I come to you from the Yak Cyber Cafe in Kathmandu. I hadn't planned to come back to Nepal, having spent a couple of months here previously, but it's no great hardship since it is such a pleasant country.
The eternal visa search has brought Bernard and me here. Somebody must have had a change of heart in Tehran, since Iranian visas suddenly became possible and I now probably have two on the way, from two separate lines of attack! Pakistan was the next stumbling block. Despite our entreaties to their embassies in Delhi and London, they wouldn't play ball, so our efforts ground to a halt. We darkly suspect, though, that other European nationalities were being granted them in Delhi. Anyway, the word was that Kathmandu was the place to come, and so it seems. We wondered nervously what we would be asked as we waited to be interviewed at the embassy today, but in the event it was straightforward and our visas are currently being issued, albeit at the rather extortionate rate of 96 dollars. They claim that that's what Britain charges Pakistanis for a visa, so I suppose it's fair enough.
Nepal has suffered in the six years since I was here. Maoist rebels have been mounting an increasing campaign against the police and military. Yesterday they assassinated the chief of armed police and his wife and (ineffective) bodyguard, on the street here in Kathmandu. A state of emergency was declared in late 2001 but the terrorism has continued and there is talk of civil war. To add to the troubles, a few months before that, the crown prince shot dead the king and eight other members of the royal family. The suspension of ordinary government brings with it the usual curtailment of press freedom and civil liberties, not to mention a catastrophic drop in tourism, so the situation all round is not a happy one - particularly tragic for a people so warm and cheerful despite their poverty.
We came from Delhi by a direct route, consisting of a fifteen hour train and about the same by road, travelling north through the attractive rural plains of northern Uttar Pradesh - as flat as East Anglia only far prettier. Up we went into the forested foothills of the Himalayas that rise so precipitously from the green rivers that trace through their valleys. On my previous visit, I spent the final week in Kathmandu being ill, so for a bit of continuity I erupted from both ends within a couple of hours of arriving. After a feverish night, I don't feel too bad today but we've both come down with colds.

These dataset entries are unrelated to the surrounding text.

PR #2131, opened 2019-09-11
MAINT: Future-compatible cmap reversal

larsoner:
Without this change I get warnings of the form:
```
/home/larsoner/python/nilearn/nilearn/plotting/cm.py:159: MatplotlibDeprecationWarning: 
The revcmap function was deprecated in Matplotlib 3.2 and will be removed two minor releases later. Use Colormap.reversed() instead.
  _cmaps_data[_cmapname_r] = _cm.revcmap(_cmapspec)
```
The suggested fix of `.reversed()` is not immediately usable because that wouldn't give us the data to put in `_cmaps_data`, so just take the (simple) mpl code to do the reversal knowing they're all `dict` and not `callable`.

### DIFF
--- a/doc/whats_new.rst
+++ b/doc/whats_new.rst
@@ -66,6 +66,8 @@ Fixes
 - :func:`nilearn.plotting.plot_matrix` providing labels=None, False, or an empty list now correctly disables labels.
 - :func:`nilearn.datasets.fetch_surf_nki_enhanced` is now downloading the correct
   left and right functional surface data for each subject
+- Colormap creation functions have been updated to avoid matplotlib deprecation warnings
+  about colormap reversal
 
 0.5.2
 =====
--- a/nilearn/plotting/cm.py
+++ b/nilearn/plotting/cm.py
@@ -38,16 +38,16 @@ def _pigtailed_cmap(cmap, swap_order=('green', 'red', 'blue')):
     orig_cdict = cmap._segmentdata.copy()
 
     cdict = dict()
-    cdict['green'] = [(0.5*(1-p), c1, c2)
-                        for (p, c1, c2) in reversed(orig_cdict[swap_order[0]])]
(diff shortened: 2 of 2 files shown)


jeromedockes:
thanks!
the travis failure is unrelated

jeromedockes:
how did you trigger the warning? running the tests?
and I guess this is starting from matplotlib 3.2?

larsoner:
Any `nilearn.plotting` import should do it if you are on latest `matplotilb` dev

larsoner:
(I based the 3.2 in the comments on the deprecation warning I got from MPL)

jeromedockes:
sorry for the delay @larsoner 
would you mind rebasing or merging master? that should fix the travis failure

larsoner:
My editor removed trailing whitespace (arguably a good thing), which caused CIs to flag PEP8 errors on those lines (arguably a good thing), so I'm going to fix the PEP8 errors in those vicinities (could be a good or bad thing). There are a ton in the file and I don't want to touch everything, so I'll try to stay localized.

Or if you prefer I can revert the whitespace changes and just keep the relevant ones for MPL deprecation.

jeromedockes:
> My editor removed trailing whitespace (arguably a good thing),

I like to configure mine so that it only does this on lines that I have
touched, to keep diffs clean

> which caused CIs to flag PEP8 errors on those lines (arguably a good thing), so I'm going to fix the PEP8 errors in those vicinities (could be a good or bad thing). There are a ton in the file and I don't want to touch everything, so I'll try to stay localized.

thanks for fixing them!

> Or if you prefer I can revert the whitespace changes and just keep the relevant ones for MPL deprecation.

Now that you have already fixed the PEP8 errors we should keep it that
way

kchawla-pi:
Add this under fixes in what's new.

larsoner:
Done

GaelVaroquaux:
LGTM. Merging.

Bar the strong police and army presence, the place seems much the same, but the process of gradual development is clear. Kathmandu is yet more geared up for the tourist, putting it way ahead of Delhi, and the increased prevalence of western clothing (particularly amongst young women, not that I'm looking, of course) is noticeable. One thing that amuses me about Nepal is that it sets its time to be GMT plus 5h45min, as opposed to the 5h30min of India, which borders it to the east, west and south. I guess they're making a point.
All being well with the visa, we shall head back towards India tomorrow, with a trip to Varanasi on the cards before returning to Delhi for bike preparation and more paperwork. There are still administrative hurdles to overcome but with luck everything should be in place in a month. Let's hope the regional situation doesn't deteriorate too much by then.
P.S. This entry (being finished in Bharatpur, nearer Nepal's border with India) had to be left in a hurry, since the place was closing due to an 8pm curfew. 'Very volatile area' apparently.